2:07 So if I run it right now, there is no cat in here, so there is no output, but I can add cat dynamically later after I create
2:14 I can say cat and I just set a value is fun code demos and now when I run it, hey cat is in there and its value is this.
2:24 Sometimes you use dictionaries to store data like this, right, sometimes you store heterogeneous data I want to take an individual piece of information
2:35 and say the age is this, the location is that, in fact whenever we create a custom class, if we have a class like this,
2:42 remember the wizard, and we defined the dunder init, and we said it's going to take a name and a level, and we said something like this,
2:53 this actually creates dictionary entry when the dictionary key values level and then the value is the name of it,
3:02 so dictionaries are actually super central to object oriented programming, let's create a wizard really quick, now if I print out Gandolf
3:12 you will see there is not much going on right here is Gandolf right here, main wizard,
3:17 but there is an implicit dictionary that actually stores this data and you can see the level and the name, right,
3:24 so understanding dictionaries is ultra important in Python because it's not just about an interesting data structure, you use sometime,
3:30 in fact all objects are built on the concept of dictionaries so you really have to understand them well.
3:36 One use case of this is sort of storing in an individual item disparate data like so like level name or age and location.

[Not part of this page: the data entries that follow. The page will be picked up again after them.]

PR #505, opened 2023-12-20
[WIP] converting datapane to report_creator

ahosler:


pyproject.toml
```diff
@@ -176,6 +176,7 @@ forecast = [
   "sktime",
   "statsmodels",
   "plotly",
+  "report_creator @ git+https://github.com/darenr/report_creator.git",
```
mrDzurb, line 179: Why don't we make it part of the ADS codebase?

3:45 Another one might be you have a bunch of similar data like what if I got a 100,000 users back from a database query or from a web service,
3:52 and I'd like to be able to quickly pull them back by ID, almost like a database, like in memory I'd like say give me user 2,711, bam,
4:02 and I want that back instantly, not seeking over an index, not seeking over a list and doing 2,000 comparisons and then finally going
4:09 oh here is the one you were looking for, but instantly finding it basically. So I have a little bit of code I stash here, look at that,
4:15 so here we have our users and this is, imagine we have many, many more of them and we would like to be able to pull them back by their id,
4:24 so we can also use dictionaries for this, let's say lookup = new dictionary again, and we can just say for each u in users we can say it to look up
4:34 and I would like to when I am going to look up a user maybe I want to look them up by id, so I can just say this,
4:40 any time I want if I have a million users if I have their id I can get them back ultra fast
4:45 so I want to know what the user with id 3 looks like, we'll let's run it, bam,
4:50 that's user 3 with email we could use a different index, we could use email, now if I run this it's going to crash,
4:59 I say I want the user with the key of that email address boom, there is that user right there. So we can look them up by whatever we want,
5:08 if we can say we would like to have a bunch of users and be able to ultra fast pull out the one by you name it,
5:14 we could do user name, we could do email, we could do id, you can only do one but this lets us store
5:19 homogeneous sets of data but then find them by key or as up here,
5:23 dictionaries were using more for storing disparate data, not different instances of it,
5:28 but actually different but related data like both age and location are somehow tied together, we can access the part.
5:36 It's more this top style that we are going to use for our csv file, so let's take a moment, look at this core concept,
5:41 and then we'll go back to working on our real estate data mining app.